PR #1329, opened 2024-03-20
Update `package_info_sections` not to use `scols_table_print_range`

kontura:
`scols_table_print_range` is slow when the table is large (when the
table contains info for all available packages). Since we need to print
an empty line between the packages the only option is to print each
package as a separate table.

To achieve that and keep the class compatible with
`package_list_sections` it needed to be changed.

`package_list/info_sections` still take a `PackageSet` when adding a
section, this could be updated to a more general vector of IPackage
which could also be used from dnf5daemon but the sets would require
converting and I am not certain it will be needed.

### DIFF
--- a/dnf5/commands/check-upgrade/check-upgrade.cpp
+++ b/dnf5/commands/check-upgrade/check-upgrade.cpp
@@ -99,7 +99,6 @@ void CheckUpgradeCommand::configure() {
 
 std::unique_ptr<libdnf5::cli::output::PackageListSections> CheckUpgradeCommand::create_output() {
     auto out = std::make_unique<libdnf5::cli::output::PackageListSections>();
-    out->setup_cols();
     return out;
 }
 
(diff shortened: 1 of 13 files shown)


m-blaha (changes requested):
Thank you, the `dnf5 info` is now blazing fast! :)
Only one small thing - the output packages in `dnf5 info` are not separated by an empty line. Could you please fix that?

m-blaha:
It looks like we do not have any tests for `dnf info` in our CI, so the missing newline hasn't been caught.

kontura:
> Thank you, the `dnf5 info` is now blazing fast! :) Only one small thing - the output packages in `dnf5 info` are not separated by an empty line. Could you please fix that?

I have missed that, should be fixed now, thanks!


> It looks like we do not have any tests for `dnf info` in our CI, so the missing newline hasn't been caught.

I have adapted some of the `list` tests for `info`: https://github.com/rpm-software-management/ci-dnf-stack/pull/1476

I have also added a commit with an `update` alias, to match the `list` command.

::::::::::

#### [Work task]
Each record above must be restated in full, word for word.

#### [Task output]
PR #1329, opened 2024-03-20
Update `package_info_sections` not to use `scols_table_print_range`

kontura:
`scols_table_print_range` is slow when the table is large (when the
table contains info for all available packages). Since we need to print
an empty line between the packages the only option is to print each
package as a separate table.

To achieve that and keep the class compatible with
`package_list_sections` it needed to be changed.

`package_list/info_sections` still take a `PackageSet` when adding a
section, this could be updated to a more general vector of IPackage
which could also be used from dnf5daemon but the sets would require
converting and I am not certain it will be needed.

### DIFF
--- a/dnf5/commands/check-upgrade/check-upgrade.cpp
+++ b/dnf5/commands/check-upgrade/check-upgrade.cpp
@@ -99,7 +99,6 @@ void CheckUpgradeCommand::configure() {
 
 std::unique_ptr<libdnf5::cli::output::PackageListSections> CheckUpgradeCommand::create_output() {
     auto out = std::make_unique<libdnf5::cli::output::PackageListSections>();
-    out->setup_cols();
     return out;
 }
 
(diff shortened: 1 of 13 files shown)


m-blaha (changes requested):
Thank you, the `dnf5 info` is now blazing fast! :)
Only one small thing - the output packages in `dnf5 info` are not separated by an empty line. Could you please fix that?

m-blaha:
It looks like we do not have any tests for `dnf info` in our CI, so the missing newline hasn't been caught.

kontura:
> Thank you, the `dnf5 info` is now blazing fast! :) Only one small thing - the output packages in `dnf5 info` are not separated by an empty line. Could you please fix that?

I have missed that, should be fixed now, thanks!


> It looks like we do not have any tests for `dnf info` in our CI, so the missing newline hasn't been caught.

I have adapted some of the `list` tests for `info`: https://github.com/rpm-software-management/ci-dnf-stack/pull/1476

I have also added a commit with an `update` alias, to match the `list` command.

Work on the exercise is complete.